** What to work on **
In the records, find each line where "have" occurs, and copy it.

** Records provided **
Issue #1554, opened 2025-08-26
Complete event definitions for tokens and SAC


leighmcculloch:
The token event definitions included in `soroban-token-sdk`, `soroban-token-spec`, and `stellar-asset-spec` crates are missing the event definitions for:

- Mint when the data is a map containing a muxed ID. This event should be something contracts can create, so should be visible in the `soroban-token-sdk`.
 
- Mint and transfer with other memo types. These should only be included in the `-spec` crates and not `soroban-token-sdk` because contracts shouldn't have a need to create them.

PR #1555, opened 2025-08-27
Add mint event with mux support and other memo types to specs

leighmcculloch:
### What
  Add a new Mint event with muxed address support. Add events to specs for other memo types that can occur with payments from classic.

  ### Why
  The mint event should be defined so that contract developers can choose to emit a mint event to a destination with a muxed id.

The specs should contain all of the event structures that an ingester could potentially see, including when other memo types are in use.

### Tests

It wasn't possible to add comparison tests for the mint muxed event, or the mint memo string and bytes to_muxed_id types, to confirm the events are identical. This is because the soroban-env doesn't allow us to trigger those events because they are only generated by the classic transaction processing.

For this reason @dmkozh @sisuresh please take great care to review the events being added. I've written them based on CAP-67, but we've had bugs in the past arise out of out-dated CAPs, so your help in validating they match core's implementation is much appreciated.

Close https://github.com/stellar/rs-soroban-sdk/issues/1554


soroban-token-spec/src/lib.rs
```diff
@@ -2,6 +2,56 @@
...
+pub struct TransferWithMuxedString {
+    #[topic]
+    pub from: Address,
+    #[topic]
+    pub to: Address,
+    pub to_muxed_id: Option<String>,
+    pub amount: i128,
+}
+
+/// Mint event published when a classic payment uses the MEMO_HASH or MEMO_RETURN memo type.
```
leighmcculloch:
```suggestion
/// Transfer event published when a classic payment uses the MEMO_HASH or MEMO_RETURN memo type.
```

soroban-token-sdk/src/events.rs
```diff
@@ -37,9 +37,17 @@ pub struct Burn {
 }
 
 #[contractevent(topics = ["mint"], data_format = "single-value")]
+pub struct MintLegacy {
```
dmkozh: I don't think this should be called legacy, at least not with the current way SEP-41 is phrased. I think at least for now we could just leave mint as is and have the classic-related specs defined outside of the SDK.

** Reply **
- Mint and transfer with other memo types. These should only be included in the `-spec` crates and not `soroban-token-sdk` because contracts shouldn't have a need to create them.
dmkozh: I don't think this should be called legacy, at least not with the current way SEP-41 is phrased. I think at least for now we could just leave mint as is and have the classic-related specs defined outside of the SDK.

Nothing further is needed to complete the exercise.